Your goal - Every line containing the string "have" is to be copied from the records.
Source data START
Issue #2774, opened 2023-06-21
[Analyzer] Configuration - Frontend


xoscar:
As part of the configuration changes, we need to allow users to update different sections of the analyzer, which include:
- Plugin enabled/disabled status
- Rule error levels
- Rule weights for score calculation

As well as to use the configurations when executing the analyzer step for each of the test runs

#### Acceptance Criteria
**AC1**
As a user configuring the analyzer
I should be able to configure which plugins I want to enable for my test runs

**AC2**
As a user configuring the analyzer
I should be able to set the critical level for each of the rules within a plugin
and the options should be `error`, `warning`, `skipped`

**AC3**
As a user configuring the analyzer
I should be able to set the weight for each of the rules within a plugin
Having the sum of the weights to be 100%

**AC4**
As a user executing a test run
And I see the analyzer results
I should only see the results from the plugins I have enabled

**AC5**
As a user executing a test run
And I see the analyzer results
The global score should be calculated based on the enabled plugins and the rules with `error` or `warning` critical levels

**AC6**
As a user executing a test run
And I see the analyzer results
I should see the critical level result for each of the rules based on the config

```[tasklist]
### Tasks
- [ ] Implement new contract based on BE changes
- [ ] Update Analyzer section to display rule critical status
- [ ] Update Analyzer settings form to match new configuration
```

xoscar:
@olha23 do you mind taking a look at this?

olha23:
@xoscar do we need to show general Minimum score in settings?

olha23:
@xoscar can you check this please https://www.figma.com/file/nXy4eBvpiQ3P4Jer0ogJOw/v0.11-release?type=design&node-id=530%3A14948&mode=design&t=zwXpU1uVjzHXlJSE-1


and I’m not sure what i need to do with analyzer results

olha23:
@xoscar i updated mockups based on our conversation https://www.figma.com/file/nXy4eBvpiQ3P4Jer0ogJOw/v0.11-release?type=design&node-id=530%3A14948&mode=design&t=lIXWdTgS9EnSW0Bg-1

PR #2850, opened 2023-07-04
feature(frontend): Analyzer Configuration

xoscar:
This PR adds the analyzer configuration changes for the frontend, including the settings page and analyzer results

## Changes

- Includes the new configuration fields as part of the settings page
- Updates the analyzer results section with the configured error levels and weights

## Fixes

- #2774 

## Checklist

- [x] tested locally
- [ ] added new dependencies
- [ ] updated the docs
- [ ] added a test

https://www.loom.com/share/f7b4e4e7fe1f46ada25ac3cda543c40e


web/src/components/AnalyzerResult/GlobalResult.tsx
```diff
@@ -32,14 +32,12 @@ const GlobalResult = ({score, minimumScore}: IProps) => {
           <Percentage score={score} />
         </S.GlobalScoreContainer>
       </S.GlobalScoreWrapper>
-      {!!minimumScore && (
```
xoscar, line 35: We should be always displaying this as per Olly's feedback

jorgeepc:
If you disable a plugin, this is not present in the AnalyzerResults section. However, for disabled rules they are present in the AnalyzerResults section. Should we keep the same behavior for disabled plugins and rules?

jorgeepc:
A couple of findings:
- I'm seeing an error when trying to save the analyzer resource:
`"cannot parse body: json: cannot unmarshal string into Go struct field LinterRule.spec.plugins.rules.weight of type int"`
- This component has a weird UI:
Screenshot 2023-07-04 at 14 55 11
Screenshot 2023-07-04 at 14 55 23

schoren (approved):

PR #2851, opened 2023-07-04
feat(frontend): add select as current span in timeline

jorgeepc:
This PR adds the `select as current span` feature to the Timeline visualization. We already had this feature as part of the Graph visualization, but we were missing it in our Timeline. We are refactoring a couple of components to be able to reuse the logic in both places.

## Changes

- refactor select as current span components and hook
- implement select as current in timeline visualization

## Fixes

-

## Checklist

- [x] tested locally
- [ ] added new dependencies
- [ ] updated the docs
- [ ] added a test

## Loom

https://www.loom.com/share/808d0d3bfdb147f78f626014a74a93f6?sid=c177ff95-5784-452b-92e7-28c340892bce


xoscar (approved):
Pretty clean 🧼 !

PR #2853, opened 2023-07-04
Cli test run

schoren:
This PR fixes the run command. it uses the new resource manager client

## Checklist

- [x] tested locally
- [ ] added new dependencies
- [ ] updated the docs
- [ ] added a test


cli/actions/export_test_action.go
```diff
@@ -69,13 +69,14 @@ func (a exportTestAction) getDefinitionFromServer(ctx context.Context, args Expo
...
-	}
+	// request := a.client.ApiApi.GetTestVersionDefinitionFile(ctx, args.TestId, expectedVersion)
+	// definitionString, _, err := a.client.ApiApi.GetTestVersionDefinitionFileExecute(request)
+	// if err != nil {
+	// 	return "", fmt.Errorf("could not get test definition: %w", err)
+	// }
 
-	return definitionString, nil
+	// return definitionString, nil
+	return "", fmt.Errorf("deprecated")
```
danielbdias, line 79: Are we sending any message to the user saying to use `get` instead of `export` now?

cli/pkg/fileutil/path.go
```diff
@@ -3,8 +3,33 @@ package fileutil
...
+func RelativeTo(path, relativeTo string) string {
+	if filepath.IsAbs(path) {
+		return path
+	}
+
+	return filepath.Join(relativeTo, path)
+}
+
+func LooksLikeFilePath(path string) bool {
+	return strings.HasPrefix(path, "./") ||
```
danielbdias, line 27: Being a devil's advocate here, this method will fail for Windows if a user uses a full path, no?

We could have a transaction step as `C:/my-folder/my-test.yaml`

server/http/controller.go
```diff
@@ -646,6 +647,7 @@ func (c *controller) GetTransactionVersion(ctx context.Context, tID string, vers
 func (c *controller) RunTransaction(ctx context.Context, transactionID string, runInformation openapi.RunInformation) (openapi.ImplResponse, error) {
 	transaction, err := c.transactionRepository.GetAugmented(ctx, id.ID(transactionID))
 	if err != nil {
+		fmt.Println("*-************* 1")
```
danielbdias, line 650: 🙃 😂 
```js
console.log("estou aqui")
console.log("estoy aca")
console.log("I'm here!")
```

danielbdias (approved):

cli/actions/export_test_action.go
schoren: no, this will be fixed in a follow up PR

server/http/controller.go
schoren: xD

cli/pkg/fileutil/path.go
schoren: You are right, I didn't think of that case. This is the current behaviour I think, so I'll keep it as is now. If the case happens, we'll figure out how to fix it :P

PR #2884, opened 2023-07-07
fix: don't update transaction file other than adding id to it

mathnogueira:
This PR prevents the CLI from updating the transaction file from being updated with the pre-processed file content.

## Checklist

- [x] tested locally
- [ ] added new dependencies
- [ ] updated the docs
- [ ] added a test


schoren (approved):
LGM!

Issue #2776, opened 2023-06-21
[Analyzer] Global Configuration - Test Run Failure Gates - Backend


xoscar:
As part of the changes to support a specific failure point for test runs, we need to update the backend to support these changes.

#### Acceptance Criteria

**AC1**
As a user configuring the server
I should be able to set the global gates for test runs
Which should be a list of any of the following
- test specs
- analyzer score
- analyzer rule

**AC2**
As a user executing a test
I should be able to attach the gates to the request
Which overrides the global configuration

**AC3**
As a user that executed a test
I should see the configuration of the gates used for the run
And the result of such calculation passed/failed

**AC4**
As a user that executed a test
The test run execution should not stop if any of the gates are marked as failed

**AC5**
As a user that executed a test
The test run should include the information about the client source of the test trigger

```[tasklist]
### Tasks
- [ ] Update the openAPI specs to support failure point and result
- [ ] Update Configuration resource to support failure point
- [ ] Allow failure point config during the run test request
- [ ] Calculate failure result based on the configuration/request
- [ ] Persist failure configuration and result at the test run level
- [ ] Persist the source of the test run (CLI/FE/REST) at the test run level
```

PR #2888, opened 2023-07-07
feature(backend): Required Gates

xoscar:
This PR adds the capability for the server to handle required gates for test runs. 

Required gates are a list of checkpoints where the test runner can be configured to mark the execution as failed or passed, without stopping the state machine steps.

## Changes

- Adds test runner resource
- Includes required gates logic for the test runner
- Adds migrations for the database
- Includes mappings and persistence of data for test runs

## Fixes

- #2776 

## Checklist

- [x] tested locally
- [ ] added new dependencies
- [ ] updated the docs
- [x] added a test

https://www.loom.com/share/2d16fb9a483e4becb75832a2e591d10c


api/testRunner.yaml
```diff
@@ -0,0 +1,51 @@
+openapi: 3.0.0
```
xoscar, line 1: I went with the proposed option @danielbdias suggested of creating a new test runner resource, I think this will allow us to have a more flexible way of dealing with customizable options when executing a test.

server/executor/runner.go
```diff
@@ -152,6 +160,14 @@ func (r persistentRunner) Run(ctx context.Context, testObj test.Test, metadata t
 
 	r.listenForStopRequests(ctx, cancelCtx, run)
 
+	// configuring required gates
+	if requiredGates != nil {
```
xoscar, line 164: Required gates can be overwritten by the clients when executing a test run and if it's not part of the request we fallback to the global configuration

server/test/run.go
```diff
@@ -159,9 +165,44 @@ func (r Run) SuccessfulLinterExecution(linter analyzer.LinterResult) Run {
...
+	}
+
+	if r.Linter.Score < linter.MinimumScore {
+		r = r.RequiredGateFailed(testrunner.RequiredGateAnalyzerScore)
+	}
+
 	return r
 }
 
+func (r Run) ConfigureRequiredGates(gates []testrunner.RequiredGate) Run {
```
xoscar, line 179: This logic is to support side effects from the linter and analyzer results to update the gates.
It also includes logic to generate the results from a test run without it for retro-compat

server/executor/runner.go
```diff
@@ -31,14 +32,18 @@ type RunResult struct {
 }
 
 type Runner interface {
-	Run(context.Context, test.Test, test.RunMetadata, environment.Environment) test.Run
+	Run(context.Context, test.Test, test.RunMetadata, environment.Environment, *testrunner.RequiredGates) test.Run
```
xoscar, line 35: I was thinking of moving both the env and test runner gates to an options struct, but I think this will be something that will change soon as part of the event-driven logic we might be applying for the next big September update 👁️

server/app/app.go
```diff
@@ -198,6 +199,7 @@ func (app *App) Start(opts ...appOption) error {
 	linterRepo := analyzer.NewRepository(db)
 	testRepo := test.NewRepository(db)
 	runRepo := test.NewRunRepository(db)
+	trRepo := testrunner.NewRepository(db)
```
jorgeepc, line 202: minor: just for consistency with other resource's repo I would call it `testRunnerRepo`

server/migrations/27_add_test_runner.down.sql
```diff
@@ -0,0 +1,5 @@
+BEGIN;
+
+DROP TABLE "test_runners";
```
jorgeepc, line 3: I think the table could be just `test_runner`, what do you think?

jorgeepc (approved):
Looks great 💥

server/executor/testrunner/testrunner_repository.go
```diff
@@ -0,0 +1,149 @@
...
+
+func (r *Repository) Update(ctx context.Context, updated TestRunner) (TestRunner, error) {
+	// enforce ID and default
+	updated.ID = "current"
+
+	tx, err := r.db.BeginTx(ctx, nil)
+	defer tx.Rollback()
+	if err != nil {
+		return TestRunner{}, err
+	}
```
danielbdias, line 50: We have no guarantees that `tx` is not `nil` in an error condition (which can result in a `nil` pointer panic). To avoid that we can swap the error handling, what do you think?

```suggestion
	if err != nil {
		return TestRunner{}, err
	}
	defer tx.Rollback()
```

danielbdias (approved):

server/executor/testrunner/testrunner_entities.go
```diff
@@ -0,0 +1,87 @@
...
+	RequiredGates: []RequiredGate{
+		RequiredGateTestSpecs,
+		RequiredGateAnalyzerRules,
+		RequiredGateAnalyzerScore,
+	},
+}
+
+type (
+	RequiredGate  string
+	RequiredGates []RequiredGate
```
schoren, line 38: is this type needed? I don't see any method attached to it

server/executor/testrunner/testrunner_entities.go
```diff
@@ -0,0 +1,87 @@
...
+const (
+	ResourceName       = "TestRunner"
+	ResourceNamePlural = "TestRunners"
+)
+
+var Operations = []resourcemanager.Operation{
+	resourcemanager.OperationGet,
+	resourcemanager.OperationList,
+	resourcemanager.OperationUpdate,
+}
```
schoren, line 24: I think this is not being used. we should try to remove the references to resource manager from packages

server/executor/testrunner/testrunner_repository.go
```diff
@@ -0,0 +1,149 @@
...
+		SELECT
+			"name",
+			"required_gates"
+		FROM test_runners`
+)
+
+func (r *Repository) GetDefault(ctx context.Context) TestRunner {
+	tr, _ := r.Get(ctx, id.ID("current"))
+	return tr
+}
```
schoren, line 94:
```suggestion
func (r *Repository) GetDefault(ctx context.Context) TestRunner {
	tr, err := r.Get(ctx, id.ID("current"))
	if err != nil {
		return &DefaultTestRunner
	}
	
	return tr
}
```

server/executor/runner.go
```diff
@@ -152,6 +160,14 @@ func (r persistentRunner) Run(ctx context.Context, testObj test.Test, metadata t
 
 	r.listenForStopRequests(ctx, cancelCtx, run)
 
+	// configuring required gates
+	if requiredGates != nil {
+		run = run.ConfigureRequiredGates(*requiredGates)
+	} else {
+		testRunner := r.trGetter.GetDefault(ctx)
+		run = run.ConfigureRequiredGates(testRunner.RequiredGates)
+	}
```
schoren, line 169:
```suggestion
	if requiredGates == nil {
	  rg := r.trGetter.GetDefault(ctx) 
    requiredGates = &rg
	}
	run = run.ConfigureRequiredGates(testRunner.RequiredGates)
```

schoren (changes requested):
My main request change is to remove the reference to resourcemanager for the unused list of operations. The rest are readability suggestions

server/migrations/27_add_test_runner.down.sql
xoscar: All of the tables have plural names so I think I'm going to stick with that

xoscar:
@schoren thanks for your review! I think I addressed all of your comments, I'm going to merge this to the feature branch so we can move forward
Source data END
Written answer -
I should only see the results from the plugins I have enabled
We could have a transaction step as `C:/my-folder/my-test.yaml`
xoscar, line 1: I went with the proposed option @danielbdias suggested of creating a new test runner resource, I think this will allow us to have a more flexible way of dealing with customizable options when executing a test.
danielbdias, line 50: We have no guarantees that `tx` is not `nil` in an error condition (which can result in a `nil` pointer panic). To avoid that we can swap the error handling, what do you think?
xoscar: All of the tables have plural names so I think I'm going to stick with that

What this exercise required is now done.